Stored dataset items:
Segment Open

PR #11094, opened 2025-08-30
Add figure placement for MD to LaTeX

SeanESCA:
This PR resolves #10369 by using the `latex-pos` attribute of a figure to set its [positioning](https://www.overleaf.com/learn/latex/Positioning_images_and_tables#The_figure_environment) in LaTeX output. Additionally, the MD reader removes this attribute from the image in a figure and passes it to the figure itself. Originally, only the image's identifier is passed to the figure while all the other attributes are kept with the image.

I think that the LaTeX reader should store a figure's positioning as well, but I am not sure how to edit the reader to do this.

### DIFF
--- a/MANUAL.txt
+++ b/MANUAL.txt
@@ -5643,9 +5643,13 @@ image's alt text will be used as the caption.
     ![This is the caption](/url/of/image.png)
 
 How this is rendered depends on the output format. Some output
-formats (e.g. RTF) do not yet support figures.  In those
+formats (e.g. RTF) do not yet support figures. In those
 formats, you'll just get an image in a paragraph by itself, with
-no caption.
+no caption. For LaTeX output, you can specify a [figure's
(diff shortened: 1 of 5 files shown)


jgm:
Looks great. Only question for me is whether `latex-pos` is the best name for this.  `float-hint` could be another option -- is there something comparable for typst, I wonder?

jgm:
I will merge this now and we can think more about the name issue later.

SeanESCA:
> Looks great. Only question for me is whether `latex-pos` is the best name for this.  `float-hint` could be another option -- is there something comparable for typst, I wonder?
> 

I thought it would be a good middle ground based on the discussion. I couldn't find a name for the argument in LaTeX. Typst has a similar argument called `placement`, so we could do something similar for Typst. It is also making me think that naming the attributes something like `typst-placement` and `latex-placement`, like what you originally suggested in the discussion, is a better idea.

jgm:
I changed it to `latex-placement`. `typst-placement` may not be needed given the existing generic property support for typst.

Segment Closed

Your goal: Working from the entries above, find every line in which the word "float" occurs and copy it.

Exercise response:
Looks great. Only question for me is whether `latex-pos` is the best name for this.  `float-hint` could be another option -- is there something comparable for typst, I wonder?
> Looks great. Only question for me is whether `latex-pos` is the best name for this.  `float-hint` could be another option -- is there something comparable for typst, I wonder?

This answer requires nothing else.